Requirement:
Every line of the material that mentions the word "credential" should be copied out.

Entries supplied:
Issue #3356, opened 2026-06-25
Azure Identity Auth extension (`BearerTokenProvider`)


pritishnahar95:
### Pre-filing checklist

- [x] I searched existing issues and didn't find a duplicate

### Component(s)

Rust OTAP dataflow (rust/otap-dataflow/)

### Is your feature request related to a problem?

Today the Azure Monitor exporter owns its own authentication: it constructs an
Azure credential, acquires a bearer token, and refreshes it inline within its
own event loop. This couples authentication to a single node and has several
drawbacks:

- **Duplication.** Every Azure-authenticating node must re-implement credential
  construction, token caching, refresh scheduling, and failure handling.
- **No sharing.** Two exporters in the same pipeline instance that target the
  same Azure resource each maintain independent token caches and refresh loops,
  doubling calls to IMDS / the token endpoint.
- **Lifecycle mismatch.** Token refresh is a background concern that does not
  belong on the data path; mixing it into an exporter's hot loop complicates
  both.

### Proposed Solution

Add an **Azure Identity Auth extension** (`azure_identity_auth`) that acquires
and refreshes Azure access tokens via the `azure_identity` SDK and exposes them
to data-path nodes through a `BearerTokenProvider` capability. Consumers (e.g.
the Azure Monitor exporter) resolve the capability and read a fresh token from
cache on the hot path, with no per-call credential round-trip.

Key elements:

- **Capability:** `BearerTokenProvider` with `get_token()` (cached fast path /
  single coalesced slow path) and `token_stream()` (refresh subscription). The
  capability trait, `BearerToken`, and `CapabilityError` are engine-owned
  (defined via the engine's `#[capability]` proc macro).
- **Execution model:** `Active + Shared`. A background refresh loop acquires
  tokens ahead of expiry and publishes them to a shared, lock-free `watch`
  cache; all consumers share one `Arc<Inner>` per pipeline instance.
- **Auth methods:** `managed_identity` (system- or user-assigned),
  `development` (local dev tooling), and `workload_identity` (federated
  ServiceAccount token; see #3336 / PR #3337).
- **Consumers:** Azure Monitor exporter, OTLP exporter (on export to Azure Monitor OTLP endpoints)

### Additional Context

- Builds on the Phase 1 extension system (capability proc macro, registry,
  Active/Passive lifecycle, local/shared execution models).
- Prerequisite: the deployed binary must enable exactly one `crypto-*` feature
[...]

PR #3357, opened 2026-06-25
doc: Add design doc for Azure Identity Extension

pritishnahar95:
# Change Summary

Adds a design doc for the **Azure Identity Auth extension**
(`azure_identity_auth`): an `Active + Shared` extension that acquires and
refreshes Azure access tokens via the `azure_identity` SDK and exposes them to
data-path nodes through an engine-owned `BearerTokenProvider` capability
(`get_token()` + `token_stream()`).

This is **documentation only** — no functional code is added in this PR.

* Related to #3356

Not applicable — doc-only change. Verified Markdown rendering and internal links
locally.

No. This PR adds a design document only; no runtime behavior, configuration, or
APIs change.

### Changelog

### DIFF
--- a/rust/otap-dataflow/docs/azure-identity-auth-extension.md
+++ b/rust/otap-dataflow/docs/azure-identity-auth-extension.md
@@ -1,0 +1,515 @@
+# Azure Identity Auth Extension
+
+<!-- markdownlint-disable MD013 -->
+
+**Status:** Draft
+
+**Extension URN:** `urn:microsoft:extension:azure_identity_auth`
+
+**Capability exposed:** `BearerTokenProvider`
+
+**Execution model:** Active + Shared
+
+**Target crate:** `crates/contrib-extensions`
+
+**Target module:** `crates/contrib-extensions/src/azure_identity_auth/`
+
+This document describes the design of the **Azure Identity Auth extension**
+(`azure_identity_auth`) for the OTAP dataflow engine. The extension acquires and
+refreshes Azure access tokens via the `azure_identity` SDK and exposes them to
+data-path nodes through a `BearerTokenProvider` capability.
+
+It builds on the extension system foundations:
+
+- [Extension System Proposal](extension-requirements.md) - the *what* and *why*
+  of the capability-based extension system.
+- [Extension System Architecture](extension-system-architecture.md) - the
+  Phase 1 *how* (capability proc macro, registry, Active/Passive lifecycle,
+  local/shared execution models).
+- [Design Principles and Constraints](design-principles.md) - thread-per-core
+  execution, minimal synchronization, security/privacy first.
+
+## Problem
+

Answer space:
Azure credential, acquires a bearer token, and refreshes it inline within its
- **Duplication.** Every Azure-authenticating node must re-implement credential
cache on the hot path, with no per-call credential round-trip.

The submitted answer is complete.